At the same time, most nuclear power plants have high fixed costs and low marginal costs. Those high fixed costs and relative inflexibility in varying their output are among the reasons why nuclear plants have found it increasingly difficult to compete with electricity from natural gas and renewable energy.
So, in theory, the marginal cost to Davis-Besse for the nuclear power to make the hydrogen could be very low, according to Pat Valente, executive director of the Ohio Fuel Cell Coalition. If the project was eventually scaled up, it could eventually make zero-emission production of hydrogen fuel “considerably cheaper than it is on the market today,” Valente said.
At the same time, revenue from selling that fuel could provide a new revenue stream for the nuclear plant. In effect, using some of the excess electricity to make hydrogen fuel could work as a form of energy storage. But rather than functioning to smooth out intermittent production of electricity, it would produce more income and value when the hydrogen is purchased and then used for fuel cell applications.
Similarly, making on-site hydrogen would cut the expense of buying the gas for use in nuclear plant operations, such as cooling and protection of components.
“If successful, we could reduce in-house hydrogen costs right away,” Exelon’s Dean said. “Moving forward, we could explore the potential of selling clean hydrogen in the commercial market, giving our plants a new revenue stream.”
Although electrolysis technology is well established, the companies need to see how it works in their facilities and whether it could be managed at scale.
“I think the challenge in what we’re looking to prove in the pilot project is the integration of this … with our day-to-day nuclear operations,” Scheanwald said. If it proves successful, Energy Harbor might eventually build a large-scale hydrogen processing plant nearby, he noted. At this point, there are no commitments for that, however.
While such revenue streams would be helpful, it’s dubious whether scaling up the projects could in the long run make up for the competitive disadvantage that various nuclear plants face from the growing number of natural gas plants and falling costs of renewable energy. Critics have also noted that renewable energy technologies can be more efficient for reducing greenhouse gas emissions.
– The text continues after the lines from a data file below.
PR #99, opened 2017-05-04
Optionally build only the latest version of a recipe.

johanneskoester:


bioconda_utils/build.py
```diff
@@ -240,11 +241,15 @@ def build_recipes(
 
     logger.info('blacklist: %s', ', '.join(sorted(blacklist)))
 
+    get_recipes = utils.get_recipes
```
johanneskoester: It is handled in the if below.

bgruening: I mean this could be in an else, belonging to the if below.
```
if latest_only:
    get_recipes = utils.get_latest_recipes
else:
    get_recipes = utils.get_recipes
```

johanneskoester: Yes, that is right. I did it this way because I thought it better reflects that there is a default case, and a special case (and possibly more in the future).

epruesse:
@johanneskoester - What is the status of this? Is it still needed?

PR #2054, opened 2026-06-16
Playback Quality & Versions

### LINKED ISSUE #184: Quality Menu

### LINKED ISSUE #2055: Swiftfin doesn't play selected movie version

### Description of the bug

I have a movie hosted on my server with multiple versions,
```
/Movies/Infernal Affairs (2002)/Infernal Affairs (2002) - Commentary.m4v
/Movies/Infernal Affairs (2002)/Infernal Affairs (2002) - Feature.m4v
```
and Swiftfin shows both options in the version selection UI, but no matter which version I select it always plays the Commentary version.

Issue is present in a build from `main` as well as the most recent TestFlight build 1.5.0 (2)

### Reproduction steps

As described

### Platform

iOS

### Application version

1.5.0 (2) and main (2026-06-15)

TestFlight

### Device information

iPad Pro (11in 2nd gen)

### OS version

iOS 26.5

### Jellyfin server version

10.11.10

### Screenshots or videos

Image

### Relevant log output

```shell

```

JPKribs:
## Summary

Resolves: https://github.com/jellyfin/Swiftfin/issues/184
Resolves: https://github.com/jellyfin/Swiftfin/issues/2055

My other PRs are bumming me out so I wanted to do something quick and easy in the meantime. Now that https://github.com/jellyfin/Swiftfin/pull/1882 is in, this is really trivial to add. While I was in there I made a couple of cleanups:

1. I changed `playbackQuality` to `playbackSettings` since we're adding versions to it there was a TODO for it as an idea.
2. Instead of having 1 hard string & translation for "1080p - 8mbps" etc, I've just building this using the formatter for `.bitrate`
3. Moved the bitrate testing to the `MediaPlayerManager` per our TODO.
4. There is a TODO that we should allow the auto-test for bitrate to be selectable here. While not hard to add, it's a bit hard with UI and there isn't a lot of room to explain what this test means. My thinking is the test can be configured and we'll just make this a run/set opposed to configuration of this. Happy to change this but I was leaning towards skipping this item.

There are some changes that I made to make this all work smoothly:

1. `item.runTimeTicks` now comes from the selected `MediaSource` when one is provided. This ensures that changing the version updates the total runtime.
2. The `MediaPlayerManager` now stores `playbackBitrate`. This defaults to the default bitrate but updates and allows us to carry the bitrate into later items in the queue (see video 2 & the queue supplement)
3. Added a `PlaybackBitrate.min` to return the lowest bitrate as a kind of an opposite to `.max`. The idea is the lowest bitrate may change in the future so this way we don't need to update callers. TBH, I thought we used `kbps420` in more places so maybe this isn't necessary.
4. Added a `PlaybackBitrate.validBitrates()` that returns the valid bitrates to display for a `mediasourceinfo`. This is because, if I have something that's 15mbps there really isn't a reason for the selector to offer me 120mbps. (I think video 1 shows this off pretty well between these versions)

### Version Switching

I don't really have multiple versions. So, I just merged the movie 9 (2009) with 7 Days in Hell. The result is that it's easier to tell that I am switching but that's why it's 2 different movies:

https://github.com/user-attachments/assets/96bee193-d279-4f20-b49c-7a8b864317f6

**As a note, the Chapters and Trickplay are stored at the `BaseItemDto` NOT the `MediaSourceInfo` so the result is that both of those items will be off for any versions aside from the first. This impacts ALL versions even if started from outside the player.**

**This is known and reported here: https://github.com/jellyfin/jellyfin/issues/11967**

### Quality Switching

I am storing the bitrate on the quality manager so the bitrate selected for the session will persist down the queue:

https://github.com/user-attachments/assets/8eae25a5-3fe9-4b5f-95e5-0dc89081d464


LePips (approved):
While I was working with this I went back and forth with having the version selection as an option as a button on `MediaInfoSupplement` instead and just having the quality as a single button, but couldn't get a sufficient layout. I also split out quality and version as separate buttons, but then don't want so many action buttons.

Overall, I don't necessarily want so much functionality condensed into a single menu, but this is also making me think about how to properly layout/group multiple settings that might change the stream. For example, while there is a TODO for the compatibility picker that's quite a more advanced feature to perform and would probably want on `PlaybackInformationSupplement`. Just food for thought.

Several of Exelon’s nuclear plants already receive state subsidies in Illinois. Energy Harbor’s Davis-Besse and Perry nuclear power plants will likewise receive subsidies as a result of last year’s passage of House Bill 6. FirstEnergy had sought bailouts for Davis-Besse and certain coal plants since 2014.
Although Energy Harbor will still collect the subsidies when the charges kick in next year, the company increased its share buyback authorization from $500 million to $800 million on May 8. Besides bumping up the stock price, the move could provide a quick reward for investors who bet on House Bill 6’s passage coming through while FirstEnergy Solutions went through bankruptcy proceedings. Those proceedings wrapped up earlier this year.
The two-year project at Davis-Besse should start running this coming winter, although it’s not yet clear whether the pandemic or other factors will affect the timetable. Exelon still needs to select the plant for its project.